Talk about a cloud raining on your parade. Early Thursday morning, around 1:41am PDT, Amazon suffered a major outage in one of its datacenters that services their EC2, or Elastic Cloud Computing services. Many people woke up to find popular services such as Reddit and FourSquare out of commission. As of 6:00pm PDT, many of these impacted services were still either down completely or operating in a degraded state. Just in time for a good Easter analogy, this is the danger in putting all your eggs in one basket.
Many companies outsource their data infrastructure, from smaller companies like Quora and SCVNGR (both taken down by the EC2 outage) to Fortune 500 businesses. When done right, it’s a great deal for a company – the business doesn’t have the operating cost and capital purchases of servers, they can scale easily when needed by simply purchasing additional cloud resources, and they don’t have the added support personnel to maintain. The service provider (Amazon in this case) would guarantee a level of service, in this case it’s 99.95% (which equates to 4.38 hours of downtime per year) and build their infrastructure to support those guarantees. This should include plenty of resilience and disaster recovery options on Amazon’s part so that they can keep the service up.
On the surface, it doesn’t look like Amazon built the proper redundancies in for their customers to support their 99.95% guarantee since we’re well over a 4 hours outage at this point. This would mostly incur a service penalty payout to the impacted companies, but most likely that’s build into Amazon’s cost model as well. There’s a delicate balancing act that many companies will use when determining contracted Service Level Agreements. They might promise 99.99%, but only build out to 99.95% to save money and put some of the savings aside to pay for potential SLA misses like this. It gets REALLY expensive for a business to add a “9” to the reliability numbers, so in some cases it’s cheaper to just pay for the SLA miss than to build the infrastructure.
This might start to make people look closer at these cloud services that are coming into the limelight these days, such as the Amazon Cloud Player and Cloud Drive offerings.

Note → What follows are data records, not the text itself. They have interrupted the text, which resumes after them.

PR #4652, opened 2025-05-07
Support 95% of tests in workflow (not dashboard)

jtmcdole:
Most of LUCI is just: 
 - pub get
 - test test
 - test integration

If we support flutter in the tool cache, we could get dashboard as well.


jtmcdole:
works on windows+docker desktop, old linux laptop+podman desktop (flatpak).

Maybe we revisit having a setup-flutter github action...

PR #4658, opened 2025-05-08
Remove TODOs and update goldens for filter defaults.

matanlurey:
We now have a script that makes this easy-ish.

Though if we end up only using GitHub actions, the script will need to get updated!


jtmcdole (approved):
`git@github.com:ewanmellor/git-diff-image.git` was helpful

PR #4663, opened 2025-05-08
Add and use extensions for dealing with common `Uint8List`-things.

matanlurey:
Towards https://github.com/flutter/flutter/issues/168333.

Reducing the reliance on reading `response!` from `Zone` values, so that `RequestHandler` is a pure function/class.


packages/cocoon_common/lib/core_extensions.dart
```diff
@@ -0,0 +1,65 @@
...
+
+  @override
+  Object? convert(List<int> input) {
+    return _utf8JsonDecoder.convert(input);
+  }
+}
+
+extension BytesExtension on Uint8List {
+  /// Parses a collection of bytes as a UTF-8 encoded JSON value.
+  T parseAsJson<T extends Object?>() {
```
jtmcdole, line 52: What about allowing `Converter<List<int>, Object?>` to be passed in, but optionally set to jsonUtf8Decoder?

jtmcdole (approved):

packages/cocoon_common/lib/core_extensions.dart
matanlurey: Sure we can add it when we need it :)

PR #4680, opened 2025-05-13
feat: diff the configs and output them

jtmcdole:
Side effect: don't set them if they aren't changing... shouldn't really be a side effect since we're single threaded.


matanlurey (approved):

matanlurey (approved):
LGTM

PR #4707, opened 2025-05-19
Fix dynamic parsing

jtmcdole:
Required since `YamlMap.cast()` does not deeply cast.

Work around till: https://github.com/dart-lang/tools/issues/2094


jtmcdole:
Followed up with a bug: https://github.com/dart-lang/tools/issues/2094

matanlurey (approved):

PR #4709, opened 2025-05-19
Simplify `Target.isReleaseBuild`, with otherwise the same output.

matanlurey:
Note that in `getProperties()` there is a pre-step that already converts the string `"true"` to the boolean `true`, which is confusing, but go figure.


jtmcdole (approved):
I added the "parse doubles" to that code as well :)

There’s great benefits to cloud storage and computing, but in the event of an outage the consumer is left high and dry with no way to access anything in the cloud. We also instill a large amount of trust in those services thinking that, when they do come back up after a crash, all of our data is still there. What would you do if you put all your music into the Amazon Cloud Drive, there was a crash like this that took the drive down for a period of time (separating you from your music or other files), and when the drive came back all your files were gone? As people start to forgo local storage for that virtual external hard drive that services like Amazon Cloud Drive and Dropbox provide, that could be a problem.
So, lessons learned today, don’t put all of your resources into one cloud. Disaster recovery options are always like an insurance policy, you have to measure the cost of additional redundancy against the risk and cost of an extended outage. If you’re a company who is outsourcing your network infrastructure, ask your provider what disaster recovery and contingencies they have in place to support you in the case of a data center crash. Make sure you know the service levels you signed up for, and consider even using mutliple cloud providers, balancing or redirecting services in the case of a crippling event like this.